Этому же принципу подчиняется и изображение интерьера. Если это какой-нибудь «вросший в утес» дворец, то там и «полуторасаженные зеркала», и «драгоценные марморы на стенах» («Мертвые души»), и «воздушная лестница» («Невский проспект»). Но и обычные апартаменты заполнены сплошь вещами необыкновенными. В трактире обнаруживается «зеркало, показывающее вместо двух четыре глаза, а вместо лица какую-то лепешку», или солонка, «которую никак нельзя было поставить прямо», или подушка, «которую в русских трактирах вместо эластической шерсти набивают чем-то чрезвычайно похожим на кирпич и булыжник». У Коробочки – часы, шипящие так, «как бы вся комната наполнилась змеями», и бьющие «с таким звуком, как бы кто колотил палкой по разбитому горшку»; у Ноздрева – «турецкие кинжалы, на одном из которых по ошибке было вырезано „Мастер Савелий Сибиряков”», и шарманка, где «мазурка оканчивалась песнею: „Мальбруг в поход поехал”, а „Мальбруг в поход поехал” неожиданно завершался каким-то давно знакомым вальсом»; в кабинете Манилова на окнах – «горки выбитой из трубки золы, расставленные не без старания очень красивыми рядками».

Все эти интерьеры очень разнокачественны и наполнены самыми несхожими предметами, но предметы эти имеют единое свойство общей странности. Вещи в доме Ноздрева соединены по принципу совершенной ненужности и сборной случайности, у Собакевича – тем, что «все было прочно, неуклюже в высочайшей степени и имело какое-то странное сходство с самим хозяином дома <…> каждый предмет, каждый стул, казалось, говорил: „И я тоже Собакевич!”» Предметы, заполняющие комнаты Плюшкина, вообще представляют собою мусор и то, что обычно выбрасывается (многое уже и было кем-то выкинуто, но подобрано хозяином комнат): «…отломленная ручка кресел <…>, кусочек сургучика, кусочек где-то поднятой тряпки, два пера, запачканные чернилами, высохшие, как в чахотке, зубочистка, совершенно пожелтевшая, которою хозяин, может быть, ковырял в зубах своих еще до нашествия на Москву французов. <…> Что именно находилось в куче, решить было трудно <…> заметнее прочего высовывался оттуда кусок деревянной лопаты и старая подошва сапога».

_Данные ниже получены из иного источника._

Issue #517, opened 2018-10-17
Compilation error for the example of adapted legacy geometry object model


xventura81:
Trying the example code 
[Example model](https://www.boost.org/doc/libs/1_68_0/libs/geometry/doc/html/geometry/examples/example__adapting_a_legacy_geometry_object_model.html)
[Adapted example model](https://www.boost.org/doc/libs/1_68_0/libs/geometry/doc/html/geometry/examples/example_source_code__adapting_a_legacy_geometry_object_model.html)

... I got the following build error (Visual Studio 15.8.6):
```
namespace bg = boost::geometry;

int main()
{
	QPolygon polygon;
	std::vector<QPoint> points = { {0,0}, {0,1}, {1,0} };
	bg::append(polygon, points);
}
```

Error	C2664	'void boost::geometry::detail::append::append_range<QRing,Range>::apply(Geometry &,const Range &,int,int)': cannot convert argument 1 from 'const QRing' to 'Geometry &'	BoostGeometryExample	...\boost.1.68.0.0\lib\native\include\boost\geometry\algorithms\append.hpp	127	

This error is pointing to the following code in append.hpp:

```
template <typename Polygon, typename Range>
struct range_to_polygon
{
    typedef typename ring_type<Polygon>::type ring_type;

    static inline void apply(Polygon& polygon, Range const& range,
                int ring_index, int = 0)
    {
        if (ring_index == -1)
        {
            append_range<ring_type, Range>::apply(
                        exterior_ring(polygon), range);
        }
        else if (ring_index < int(num_interior_rings(polygon)))
        {
            append_range<ring_type, Range>::apply(
                        range::at(interior_rings(polygon), ring_index), range);
        }
    }
};
```

The r-value returned by `interior_rings` might be being linked to a const& and assume that this might be causing the error.

xventura81:
I think those issues should be early detected through the unit tests. Might we be missing some additional tests using adapted geometry models?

Каждая вещь поразительна чем-нибудь одним или курьезна в целом; собранные в интерьере вместе, они производят впечатление настоящей кунсткамеры.

Не менее жилищ экзотичны экипажи гоголевского населения: «Каких бричек и повозок там не было! Одна – зад широкий, а перед узенький; другая – зад узенький, а перед широкий. Одна была и бричка и повозка вместе; другая ни бричка, ни повозка; иная была похожа на огромную копну сена или на толстую купчиху; другая на растрепанного жида или на скелет, еще не совсем освободившийся от кожи; иная была в профиле совершенная трубка с чубуком; другая была ни на что не похожа, представляя какое-то странное существо, совершенно безобразное и чрезвычайно фантастическое. Из среды этого хаоса колес и козел возвышалось подобие кареты с комнатным окном, перекрещенным толстым переплетом» («Повесть о том, как поссорился Иван Иванович с Иваном Никифоровичем»). «Для этого были запряжены дрожки с огромными кожаными фартуками, от которых <…> воздух наполнялся странными звуками, так что были слышны и флейта, и бубны, и барабан; каждый гвоздик и железная скобка звенели до того, что возле самых мельниц было слышно, как пани выезжала со двора, хотя это расстояние было не менее двух верст» («Старосветские помещики»). Но как между изображениями «маленьких, низеньких» комнат вдруг является дворец, так и здесь вдруг мелькнет и пропадет экипаж, замечательный совсем в другом отношении – «с золотой упряжью, картинными конями и сверкающим блеском стекол» («Мертвые души»).

[34] Анненков П. В. Воспоминания и критические очерки. СПб., 1879. Т. 2. С. 11 (выделено цитируемым автором).
[35] Белый А. Мастерство Гоголя. М.; Л., 1934. С. 132.
[36] Гиппиус В. Гоголь. Л., 1924. С. 51.